Dataset extract:

PR #1177, opened 2023-06-02
added os/isatty, do not enable colors if stdout is not a tty

### LINKED ISSUE #1176: Turn off ANSI colors by default if output is not a terminal
I know that this can be achieved with `-n`, but most other command line tools only enable color output if writing to a terminal and disable it otherwise.

It it possible to make janet adhere to this common practice?

zevv:
Fixes #1176

### DIFF
--- a/src/boot/boot.janet
+++ b/src/boot/boot.janet
@@ -3903,7 +3903,9 @@
 
   (if-let [jp (getenv-alias "JANET_PATH")] (setdyn *syspath* jp))
   (if-let [jprofile (getenv-alias "JANET_PROFILE")] (setdyn *profilepath* jprofile))
-  (set colorize (not (getenv-alias "NO_COLOR")))
+  (set colorize (and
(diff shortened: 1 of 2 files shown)


zevv:
would't be surprised if this breaks color on windows again :)

zevv:
updated to use `_fileno()` on win32

sogaiu:
I'd like to verify it works on Windows but am coming up short on how.

For what I've tried with `janet.exe` without entering the REPL, I don't get color (with or without these changes).  Similar on Linux.

Any hints?

zevv:
t

sogaiu:
Thanks, that helped :)

I built https://github.com/janet-lang/janet/pull/1177/commits/e0ea844d50690ea54c4faa02e34a51f7176fbcc9 on Windows and Linux and the changes seem to work as advertised :+1: 

No breakage of color on Windows AFAICT.

zevv:
cool, thanks for verifying.

Issue #1342, opened 2023-12-25
segfault can result if `net/server`'s handler has incorrect arity


sogaiu:
Following code currently segfaults here:

```janet
(def host "127.0.0.1")
(def port "10765")

(net/server 
  host port
  # XXX
  (fn handler [] :greetings))

(os/sleep 1)

(net/connect host port)
```

Not sure if the following is an appropriate fix, but behavior seems better here with:

```diff
diff --git a/src/core/net.c b/src/core/net.c
index ce8e7d56..e51efa64 100644
--- a/src/core/net.c
+++ b/src/core/net.c
@@ -821,6 +821,7 @@ JANET_CORE_FN(cfun_stream_accept_loop,
     JanetStream *stream = janet_getabstract(argv, 0, &janet_stream_type);
     janet_stream_flags(stream, JANET_STREAM_ACCEPTABLE | JANET_STREAM_SOCKET);
     JanetFunction *fun = janet_getfunction(argv, 1);
+    if (fun->def->arity != 1) janet_panicf("handler arity != 1");
     janet_sched_accept(stream, fun);
 }
```

PR #1343, opened 2023-12-25
Address #1342 - check handler arity

sogaiu:
This is an attempt to address #1342.


pepe (approved):
LGTM

bakpakin:
This is overly restrictive and disallows valid use. Instead we should check if a function's minimum arity is at least 1

PR #1371, opened 2024-01-26
Fix typo in destructuring

pepe:


sogaiu:
LGTM, but the original text was more fun (^^;

pepe:
Indeed! Closing as fun ruinage :-D.

I must have looked at it the hundredth time, yet I saw it for the first time today.

PR #1389, opened 2024-02-02
Tweak fiber/last-value docstring

sogaiu:
This PR contains a minor docstring tweak to `fiber/last-value`.  It just changes the signature of the function so that it has an argument.


pepe (approved):
LGTM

Exercise goal: Reproduce each line of the material above precisely.

Result below:
PR #1177, opened 2023-06-02
added os/isatty, do not enable colors if stdout is not a tty

### LINKED ISSUE #1176: Turn off ANSI colors by default if output is not a terminal
I know that this can be achieved with `-n`, but most other command line tools only enable color output if writing to a terminal and disable it otherwise.

It it possible to make janet adhere to this common practice?

zevv:
Fixes #1176

### DIFF
--- a/src/boot/boot.janet
+++ b/src/boot/boot.janet
@@ -3903,7 +3903,9 @@
 
   (if-let [jp (getenv-alias "JANET_PATH")] (setdyn *syspath* jp))
   (if-let [jprofile (getenv-alias "JANET_PROFILE")] (setdyn *profilepath* jprofile))
-  (set colorize (not (getenv-alias "NO_COLOR")))
+  (set colorize (and
(diff shortened: 1 of 2 files shown)


zevv:
would't be surprised if this breaks color on windows again :)

zevv:
updated to use `_fileno()` on win32

sogaiu:
I'd like to verify it works on Windows but am coming up short on how.

For what I've tried with `janet.exe` without entering the REPL, I don't get color (with or without these changes).  Similar on Linux.

Any hints?

zevv:
t

sogaiu:
Thanks, that helped :)

I built https://github.com/janet-lang/janet/pull/1177/commits/e0ea844d50690ea54c4faa02e34a51f7176fbcc9 on Windows and Linux and the changes seem to work as advertised :+1: 

No breakage of color on Windows AFAICT.

zevv:
cool, thanks for verifying.

Issue #1342, opened 2023-12-25
segfault can result if `net/server`'s handler has incorrect arity


sogaiu:
Following code currently segfaults here:

```janet
(def host "127.0.0.1")
(def port "10765")

(net/server 
  host port
  # XXX
  (fn handler [] :greetings))

(os/sleep 1)

(net/connect host port)
```

Not sure if the following is an appropriate fix, but behavior seems better here with:

```diff
diff --git a/src/core/net.c b/src/core/net.c
index ce8e7d56..e51efa64 100644
--- a/src/core/net.c
+++ b/src/core/net.c
@@ -821,6 +821,7 @@ JANET_CORE_FN(cfun_stream_accept_loop,
     JanetStream *stream = janet_getabstract(argv, 0, &janet_stream_type);
     janet_stream_flags(stream, JANET_STREAM_ACCEPTABLE | JANET_STREAM_SOCKET);
     JanetFunction *fun = janet_getfunction(argv, 1);
+    if (fun->def->arity != 1) janet_panicf("handler arity != 1");
     janet_sched_accept(stream, fun);
 }
```

PR #1343, opened 2023-12-25
Address #1342 - check handler arity

sogaiu:
This is an attempt to address #1342.


pepe (approved):
LGTM

bakpakin:
This is overly restrictive and disallows valid use. Instead we should check if a function's minimum arity is at least 1

PR #1371, opened 2024-01-26
Fix typo in destructuring

pepe:


sogaiu:
LGTM, but the original text was more fun (^^;

pepe:
Indeed! Closing as fun ruinage :-D.

I must have looked at it the hundredth time, yet I saw it for the first time today.

PR #1389, opened 2024-02-02
Tweak fiber/last-value docstring

sogaiu:
This PR contains a minor docstring tweak to `fiber/last-value`.  It just changes the signature of the function so that it has an argument.


pepe (approved):
LGTM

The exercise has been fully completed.